◆ WHAT YOU HAVE TO DO: A line-by-line copy of the material below is required.

◆ THE DATA:
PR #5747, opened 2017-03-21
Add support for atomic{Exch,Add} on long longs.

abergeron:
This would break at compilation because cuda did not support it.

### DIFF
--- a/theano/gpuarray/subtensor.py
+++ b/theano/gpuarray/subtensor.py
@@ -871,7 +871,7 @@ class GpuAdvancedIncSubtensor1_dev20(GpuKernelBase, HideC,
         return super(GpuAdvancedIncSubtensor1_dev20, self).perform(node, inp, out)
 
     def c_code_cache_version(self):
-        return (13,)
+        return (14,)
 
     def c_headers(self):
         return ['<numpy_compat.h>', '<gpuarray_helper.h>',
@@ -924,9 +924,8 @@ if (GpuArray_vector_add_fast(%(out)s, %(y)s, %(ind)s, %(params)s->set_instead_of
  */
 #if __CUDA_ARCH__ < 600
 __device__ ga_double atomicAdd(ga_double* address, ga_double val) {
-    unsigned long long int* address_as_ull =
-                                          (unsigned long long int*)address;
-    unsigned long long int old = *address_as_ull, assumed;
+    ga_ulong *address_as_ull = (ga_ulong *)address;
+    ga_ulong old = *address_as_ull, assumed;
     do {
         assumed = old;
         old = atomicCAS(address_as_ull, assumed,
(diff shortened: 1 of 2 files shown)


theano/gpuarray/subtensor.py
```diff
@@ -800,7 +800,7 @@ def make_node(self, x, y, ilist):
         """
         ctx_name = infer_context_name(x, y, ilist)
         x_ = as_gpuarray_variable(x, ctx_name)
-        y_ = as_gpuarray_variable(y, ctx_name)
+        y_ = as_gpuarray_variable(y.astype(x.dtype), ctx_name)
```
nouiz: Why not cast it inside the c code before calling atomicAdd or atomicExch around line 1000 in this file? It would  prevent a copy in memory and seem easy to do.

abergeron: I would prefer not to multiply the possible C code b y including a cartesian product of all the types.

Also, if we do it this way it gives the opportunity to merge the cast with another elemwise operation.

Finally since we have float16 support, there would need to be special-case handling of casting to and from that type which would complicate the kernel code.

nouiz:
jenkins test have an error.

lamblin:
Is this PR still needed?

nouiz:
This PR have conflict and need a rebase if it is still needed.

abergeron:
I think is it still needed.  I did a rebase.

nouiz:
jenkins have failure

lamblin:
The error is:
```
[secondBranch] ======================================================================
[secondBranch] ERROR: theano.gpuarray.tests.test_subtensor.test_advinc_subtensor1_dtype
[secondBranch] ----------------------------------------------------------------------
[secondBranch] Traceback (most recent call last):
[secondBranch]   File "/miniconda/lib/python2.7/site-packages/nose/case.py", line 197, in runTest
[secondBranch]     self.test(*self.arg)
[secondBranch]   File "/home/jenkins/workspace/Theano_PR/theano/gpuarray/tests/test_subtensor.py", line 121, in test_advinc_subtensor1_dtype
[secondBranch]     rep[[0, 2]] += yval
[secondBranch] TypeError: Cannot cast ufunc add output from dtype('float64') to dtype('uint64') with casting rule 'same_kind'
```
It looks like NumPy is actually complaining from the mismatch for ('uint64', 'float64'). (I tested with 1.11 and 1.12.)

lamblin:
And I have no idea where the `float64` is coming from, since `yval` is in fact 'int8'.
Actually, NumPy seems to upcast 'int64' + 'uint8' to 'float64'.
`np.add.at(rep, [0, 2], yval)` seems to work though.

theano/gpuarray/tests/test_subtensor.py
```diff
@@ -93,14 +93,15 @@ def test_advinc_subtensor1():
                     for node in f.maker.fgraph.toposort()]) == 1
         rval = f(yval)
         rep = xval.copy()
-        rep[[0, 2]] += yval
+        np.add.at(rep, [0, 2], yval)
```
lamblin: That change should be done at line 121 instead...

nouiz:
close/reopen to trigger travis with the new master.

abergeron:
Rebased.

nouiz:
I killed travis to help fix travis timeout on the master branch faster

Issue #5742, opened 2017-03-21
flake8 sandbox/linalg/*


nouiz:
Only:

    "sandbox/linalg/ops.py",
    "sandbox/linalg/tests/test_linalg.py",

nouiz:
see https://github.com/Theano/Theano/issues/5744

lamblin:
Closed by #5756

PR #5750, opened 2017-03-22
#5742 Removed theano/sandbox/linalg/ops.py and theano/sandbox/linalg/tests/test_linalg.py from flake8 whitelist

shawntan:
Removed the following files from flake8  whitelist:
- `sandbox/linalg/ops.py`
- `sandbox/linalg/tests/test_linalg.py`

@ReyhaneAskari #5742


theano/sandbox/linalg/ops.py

◆ RESULT FOR THIS TASK:
PR #5747, opened 2017-03-21
Add support for atomic{Exch,Add} on long longs.

abergeron:
This would break at compilation because cuda did not support it.

### DIFF
--- a/theano/gpuarray/subtensor.py
+++ b/theano/gpuarray/subtensor.py
@@ -871,7 +871,7 @@ class GpuAdvancedIncSubtensor1_dev20(GpuKernelBase, HideC,
         return super(GpuAdvancedIncSubtensor1_dev20, self).perform(node, inp, out)
 
     def c_code_cache_version(self):
-        return (13,)
+        return (14,)
 
     def c_headers(self):
         return ['<numpy_compat.h>', '<gpuarray_helper.h>',
@@ -924,9 +924,8 @@ if (GpuArray_vector_add_fast(%(out)s, %(y)s, %(ind)s, %(params)s->set_instead_of
  */
 #if __CUDA_ARCH__ < 600
 __device__ ga_double atomicAdd(ga_double* address, ga_double val) {
-    unsigned long long int* address_as_ull =
-                                          (unsigned long long int*)address;
-    unsigned long long int old = *address_as_ull, assumed;
+    ga_ulong *address_as_ull = (ga_ulong *)address;
+    ga_ulong old = *address_as_ull, assumed;
     do {
         assumed = old;
         old = atomicCAS(address_as_ull, assumed,
(diff shortened: 1 of 2 files shown)


theano/gpuarray/subtensor.py
```diff
@@ -800,7 +800,7 @@ def make_node(self, x, y, ilist):
         """
         ctx_name = infer_context_name(x, y, ilist)
         x_ = as_gpuarray_variable(x, ctx_name)
-        y_ = as_gpuarray_variable(y, ctx_name)
+        y_ = as_gpuarray_variable(y.astype(x.dtype), ctx_name)
```
nouiz: Why not cast it inside the c code before calling atomicAdd or atomicExch around line 1000 in this file? It would  prevent a copy in memory and seem easy to do.

abergeron: I would prefer not to multiply the possible C code b y including a cartesian product of all the types.

Also, if we do it this way it gives the opportunity to merge the cast with another elemwise operation.

Finally since we have float16 support, there would need to be special-case handling of casting to and from that type which would complicate the kernel code.

nouiz:
jenkins test have an error.

lamblin:
Is this PR still needed?

nouiz:
This PR have conflict and need a rebase if it is still needed.

abergeron:
I think is it still needed.  I did a rebase.

nouiz:
jenkins have failure

lamblin:
The error is:
```
[secondBranch] ======================================================================
[secondBranch] ERROR: theano.gpuarray.tests.test_subtensor.test_advinc_subtensor1_dtype
[secondBranch] ----------------------------------------------------------------------
[secondBranch] Traceback (most recent call last):
[secondBranch]   File "/miniconda/lib/python2.7/site-packages/nose/case.py", line 197, in runTest
[secondBranch]     self.test(*self.arg)
[secondBranch]   File "/home/jenkins/workspace/Theano_PR/theano/gpuarray/tests/test_subtensor.py", line 121, in test_advinc_subtensor1_dtype
[secondBranch]     rep[[0, 2]] += yval
[secondBranch] TypeError: Cannot cast ufunc add output from dtype('float64') to dtype('uint64') with casting rule 'same_kind'
```
It looks like NumPy is actually complaining from the mismatch for ('uint64', 'float64'). (I tested with 1.11 and 1.12.)

lamblin:
And I have no idea where the `float64` is coming from, since `yval` is in fact 'int8'.
Actually, NumPy seems to upcast 'int64' + 'uint8' to 'float64'.
`np.add.at(rep, [0, 2], yval)` seems to work though.

theano/gpuarray/tests/test_subtensor.py
```diff
@@ -93,14 +93,15 @@ def test_advinc_subtensor1():
                     for node in f.maker.fgraph.toposort()]) == 1
         rval = f(yval)
         rep = xval.copy()
-        rep[[0, 2]] += yval
+        np.add.at(rep, [0, 2], yval)
```
lamblin: That change should be done at line 121 instead...

nouiz:
close/reopen to trigger travis with the new master.

abergeron:
Rebased.

nouiz:
I killed travis to help fix travis timeout on the master branch faster

Issue #5742, opened 2017-03-21
flake8 sandbox/linalg/*


nouiz:
Only:

    "sandbox/linalg/ops.py",
    "sandbox/linalg/tests/test_linalg.py",

nouiz:
see https://github.com/Theano/Theano/issues/5744

lamblin:
Closed by #5756

PR #5750, opened 2017-03-22
#5742 Removed theano/sandbox/linalg/ops.py and theano/sandbox/linalg/tests/test_linalg.py from flake8 whitelist

shawntan:
Removed the following files from flake8  whitelist:
- `sandbox/linalg/ops.py`
- `sandbox/linalg/tests/test_linalg.py`

@ReyhaneAskari #5742


theano/sandbox/linalg/ops.py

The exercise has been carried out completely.